Decouple from Distributions.jl
Good people of DynamicPPL-land. I'm back from vacation, which also means I'm back with crazy ideas.
Here's my first one for now:
What if we add our own
logpdf, etc. in DynamicPPL?
I ask for the following reasons:
- Allows us to define specific AD-rules, e.g. we can use Enzyme for logpdf-computations without affecting the broader community while making inference much faster for certain models. This can be very useful if you want to squeeze out some additional performance from certain models that aren't fully compatible with certain AD frameworks, but you don't want to mess with other packages in the environment.
- Broadening support for RHS types. By decoupling the
logpdfandrandmethods from Distributions, it becomes much easier to support non-Distributions, e.g. MeasureTheory.jl. - We're not using the full Distributions.jl interface, nor do we need it.
Making the change would be trivial since it would just be a matter of adding
logpdf(d, x) = Distributions.logpdf(d, x)
and so on. It would also, depending on how we execute this, provide use with a way to not do all the type-piracy we do in DistributionsAD.jl (we could potentially define a logpdf-like thing there, which is then used in DynamicPPL.jl).
Thoughts?
@devmotion @yebai maybe?
It is sensible, but perhaps for DynamicPPL/Turing 2.0.
It is a very trivial change to make though without any real maintenance cost, while allowing 3rd-party developers to more easily extend how things are treated. I personally would have found this useful in some of the performance-sensitive projects we've been involved in.

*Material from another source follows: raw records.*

Issue #191, opened 2020-12-04
Incorrect state in health check event


phillebaba:
When deploying a Kustomization with a health check to a deployment in an incorrect image tag, the expected event generated is expected to be an error. The image cant be pulled which means that the deployment will fail immediately and never reach a healthy state. The correct error event is received if it is the initial deployment or if the previous commit also caused the health check to fail.

If a deployment is healthy but then a new commit changes the tag to something that cant be fetched, the health check will transition from healthy in one commit to unhealthy in another commit. The first event will have the wrong severity but the correct reason. After the next reconcile loop is run for the kustomization the health check will be evaluated again and the correct severity will be sent. I have only observed this issue in the git commit notifier, and it may only affect those notifiers as they will not ignore update events sent by the kustomize controller.

Below is the status messages sent for a commit to GitHub
```json
[
  {
    "url": "",
    "avatar_url": "",
    "id": 0,
    "node_id": "",
    "state": "failure",
    "description": "health check failed",
    "target_url": null,
    "context": "kustomization/apps",
    "created_at": "2020-12-04T11:18:19Z",
    "updated_at": "2020-12-04T11:18:19Z",
    "creator": {}
  },
  {
    "url": "",
    "avatar_url": "",
    "id": 0,
    "node_id": "",
    "state": "success",
    "description": "health check failed",
    "target_url": null,
    "context": "kustomization/apps",
    "created_at": "2020-12-04T11:17:18Z",
    "updated_at": "2020-12-04T11:17:18Z",
    "creator": {}
  }
]
```

Thank you @chlunde for initially reporting this bug and helping out with digging into it!

PR #255, opened 2021-01-24
Add tests for reconciliation events

phillebaba:
This adds tests that are meant to standardize the expected behavior for events generated by KC. In the end the test should act as a guide for any future changes to how events are generated.

Steps:
1. Create Kustomization which will deploy a Pod
2. Set Pod to an unhealthy state and wait for Kustomization to receive status condition for failed health check.
3. Trigger a reconcile and check the events to make sure that only one event has been created for the failed health check.
4. Set Pod to a healthy state and wait for Kustomization to receive a healthy status condition
5. Trigger a reconcile and check the events to make sure that only one event has been created for the health check.

TBD:
1. Verify external event recorder event message matches status
2. Update revision and make sure only one event is created for health check.

### DIFF
--- a/api/v1beta1/kustomization_types.go
+++ b/api/v1beta1/kustomization_types.go
@@ -101,6 +101,7 @@ type KustomizationSpec struct {
 	TargetNamespace string `json:"targetNamespace,omitempty"`
 
 	// Timeout for validation, apply and health checking operations.
+	// Will default to 1 min if set to less than 1 min.
 	// Defaults to 'Interval' duration.
 	// +optional
 	Timeout *metav1.Duration `json:"timeout,omitempty"`
--- a/config/crd/bases/kustomize.toolkit.fluxcd.io_kustomizations.yaml
+++ b/config/crd/bases/kustomize.toolkit.fluxcd.io_kustomizations.yaml
@@ -217,7 +217,8 @@ spec:
                 type: string
               timeout:
                 description: Timeout for validation, apply and health checking operations.
-                  Defaults to 'Interval' duration.
+                  Will default to 1 min if set to less than 1 min. Defaults to 'Interval'
+                  duration.
                 type: string
               validation:
                 description: Validate the Kubernetes objects before applying them
--- a/controllers/kustomization_controller_test.go
+++ b/controllers/kustomization_controller_test.go
@@ -25,11 +25,15 @@ import (
 	. "github.com/onsi/ginkgo/extensions/table"
 	. "github.com/onsi/gomega"
 	corev1 "k8s.io/api/core/v1"
+	eventv1beta1 "k8s.io/api/events/v1beta1"
 	apimeta "k8s.io/apimachinery/pkg/api/meta"
 	metav1 "k8s.io/apimachinery/pkg/apis/meta/v1"
+	"k8s.io/apimachinery/pkg/labels"
+	"k8s.io/apimachinery/pkg/selection"
 	"k8s.io/apimachinery/pkg/types"
 	"k8s.io/client-go/tools/clientcmd"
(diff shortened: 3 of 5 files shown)


controllers/kustomization_controller.go
```diff
@@ -237,7 +237,7 @@ func (r *KustomizationReconciler) Reconcile(ctx context.Context, req ctrl.Reques
 	if reconcileErr != nil {
 		// record the reconciliation error
 		r.recordReadiness(ctx, reconciledKustomization)
-		return ctrl.Result{RequeueAfter: kustomization.Spec.Interval.Duration}, reconcileErr
+		return ctrl.Result{RequeueAfter: kustomization.Spec.Interval.Duration}, nil
```
phillebaba, line 240: If we return an error here the resource will be immediately reconciled. So what is the point of setting RequeueAfter? Reconciling immediately will mean that the Kustomization will not reach a unhealthy condition until the backoff is large enough.

stefanprodan: Hmm something is very wrong if it doesn’t schedule at the RetryInteval. Please undo this change as it breaks the retry behavior.

phillebaba: I am trying to find docs about the Reconcile behavior to be sure, but it feels like the requeue after is ignored if an error is returned. When a health check timeout error occurs the resources will reconcile again after 1 ms. As I understand it that is not what we want to happen?

stefanprodan: We want to retry the reconciliation based on what GetRetryInterval gives us. Maybe something changed in controller-runtime 0.8, is your PR based on the latest main branch?

phillebaba: Yep i rebased from main yesterday. So it might be that or the in memory cluster not behaving like a "normal" cluster. I am seeing the same behavior in a real cluster where the condition will go from progressing to progressing as it is immediately rescheduled. Also the way we are patching status updates means that we will always override conditions in that status. The only way to determine if the health check timed out is to check the events.

stefanprodan: We need to introduce a new condition called heathCheck that records the last check result. But I would not mix this into this PR. First let’s figure out why the retry interval doesn’t work.

phillebaba: I will investigate why it is reconciled immediately. So all we need to do is change the Type value in the status condition. The reason the conditions replaced is because the merge key for conditions is the Type value.

stefanprodan: The ready condition is reset by progressing and that’s ok, we need to create a dedicated condition for health checks.

phillebaba: Looking into controller-runtime, if you return an error from a reconcile call the result will be ignored. This should be the right code that does the error handling.
https://github.com/kubernetes-sigs/controller-runtime/blob/9e78e653228851684b6b9cdabe5aae8559fe3722/pkg/internal/controller/controller.go#L297

I am not sure if it has always been like this or if it is a change introduced in the latest version. Either way we need to fix KC so that it actually waits the interval time.

stefanprodan: Fixed in #256, please rebase.

phillebaba:
Its better to try to merge this PR which adds the test to avoid regression and then I can verify that #191 is not present in a later PR,

stefanprodan:
> There is still the issue that the health passed even is sent immediatly when the kustomization is reconciled, even if the health check does not pass.

I don't see how is that possible, on a health check error we return early:
https://github.com/fluxcd/kustomize-controller/blob/main/controllers/kustomization_controller.go#L695

stefanprodan:
I've added various tests for the events in the last months, closing this.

Here are some functions that we should consider if this goes ahead:
-
logpdf -
rand -
flatten<--vectorise -
unflatten<--reconstruct
We could have generic fallbacks for all distributions from Distributions.jl, then allow users to overload these functions for their own distributions.
EDIT: optional API that can be very helpful
-
condition(d::DynamicPPLDistribution, x::NamedTuple) - gradient rules, including
rruleandfrule.
I'm on vacation, hence only some quick comments:
Allows us to define specific AD-rules, e.g. we can use Enzyme for logpdf-computations without affecting the broader community
IMO this is a major disadvantage: why should we not let the whole community benefit from AD improvements? IMO we should just add AD rules for logpdf (that are an improvement over AD) to Distributions.
Broadening support for RHS types. By decoupling the logpdf and rand methods from Distributions, it becomes much easier to support non-Distributions, e.g. MeasureTheory.jl.
Isn't this what interfaces such as DensityInterface are designed for, which are AFAIK supported by both Distributions and MeasureTheory?
IMO this is a major disadvantage: why should we not let the whole community benefit from AD improvements? IMO we should just add AD rules for logpdf (that are an improvement over AD) to Distributions.
I most certainly agree with this! But sometimes we might want to make more "opinionated" changes that are specifically beneficial to Turing. For example, would you be willing to introduce an rrule for Distributions.logpdf that uses Enzyme to implement it? To me that seems a bit "too" opinionated to make it's way into the entire ecosystem, but would most certainly benefit 95% of Turing.jl-users.
Isn't this what interfaces such as DensityInterface are designed for, which are AFAIK supported by both Distributions and MeasureTheory?
Aaah that might be true! Had completely forgotten about DensityInterface; my bad.
For example, would you be willing to introduce an rrule for Distributions.logpdf that uses Enzyme to implement it?
I think in general that should neither be done in Distributions nor in DynamicPPL. According to my understanding, rrules shouldn't call out to completely different AD systems. Or at least only to those that are as well-established, stable and fundamental such as ForwardDiff.
I very much agree with you, but the reality is that AD performance is a huge bottleneck for us. Being able to do some specialized stuff here and there that is "not great in general" could be quite useful to squeeze out more perf.